Tuesday, December 28, 2010

Partition alignment for storage performance


Partition alignment has proven a %10-60 gain in storage performance - the higher gains are found when storage is under highest load for sequential reads on a striped raid system (RAID0,5,6,10), with small gains for random writes. Small gains are also noticed on single disk or mirrored systems of conventional drives (512b sectors).

The good news - Windows 7 and Windows Server 2008 automatically align partitions to the drive structure. Bad news - everyone else has to do it by hand, and new hard drive designs coming out are throwing wrenches into this.

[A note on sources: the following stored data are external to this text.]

PR #172, opened 2025-06-04
Add dict to stdlib (WIP)

dpdani:


stdlib/dict.spy
```diff
@@ -0,0 +1,202 @@
...
+        index = array1d[i32](1 << log_size)
+        # index = array1d[i32](2 ** log_size)  # [Antonio]: missing ** operator
+        # also, the error was super confusing:
+        #   ...
+        #     w_OP = OP_from_token(binop.op) # e.g., w_ADD, w_MUL, etc.
+        #   File "/Users/dp/repos/spy/spy/vm/modules/operator/__init__.py", line 108, in OP_from_token
+        #     return _from_token[token]
+        #            ~~~~~~~~~~~^^^^^^^
+        # KeyError: '**'
+        data.index = index
```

------------------------------------------------Sector BS (bullshit):
Hard drives are made of sectors, until recently all drives had 512 bytes per sector - meaning 2 sectors make 1024 bytes of storage (1 kilobyte). The biggest issue: for the past 30 years drive makers have been throwing in DOS compatibility and emulating the old drive structure of CHS (cylinders, heads, sectors, +tracks) - this will tell you all about CHS and tracks:

The old system was CHS, the new(er) is called LBA (Logical Block Addressing), and even this should be overhauled.

The head is what reads the platter on the drive (like a record player), most drives will have somewhere around 4-8 heads, usually 2 per platter, and 1-4 platters. If you look at your drive with fdisk you will see a big inconsistency:

Disk /dev/sda: 499.5 GB, 499558383616 bytes
255 heads, 63 sectors/track, 60734 cylinders

This is because it is trying to be compatible with DOS, and to arrive at the huge size of ~500GB, it must use 255 heads - the actual size exceeds this head count, 255 is just the max allowed. - If you have ever manually partitioned a drive over ~8.5GB you will note the warning that "The partition passes some xyz limit usable by some operating systems" (it means DOS).

------------------------------------------------New sector sizes:
New solid state drives and large drives coming out in the last few months break this rule. Many new SSD drive will have whats called a 128kb erase block size - meaning that it handles data in 128KB chunks. Many new drives 2TB and up have a 4kb sector size (8 times larger than 512b) - some will try to emulate both 4kb and 512b, but best performance is at the native sector size. More on the SSD junk here.

------------------------------------------------Other layers:
If you are using a RAID controller, this will also arrange data in chunks or stripes, usually 32 or 64kb has been the norm, larger chunk sizes work better for larger files (but slower for small files). Most decent raid controllers will let you set this. If you are using a SAN - yet another arrangement is probably being made between the file system and the hardware.

Virtual file systems - if you are doing virtualization, your virtual fs will have some sort of alignment that sticks it to the underlying file system of the host OS. In this area storage performance is EVEN more important as it is usually the bottle neck.

-------------------------------------------------- The Point:
The main point through all of this - you want to keep all the file systems within the boundaries of each underlying layer to achieve the best performance, one mismatch could be bad, several mismatches down the layers of your storage design could cause severe lag.

Example: If you read 1kb of data it could force 4 sectors to be read instead of just the 2 that are required to store that amount of data (512b/sectors), or even more if you are traveling down several misaligned layers of your storage system

- it could be as bad as writing to 2 sectors when it could have been 1, or at worse - writing to 2 disks when it could have been one.

The golden rule: Best performance will be gained if all storage partitions start at a size divisible by the underlying subsystems.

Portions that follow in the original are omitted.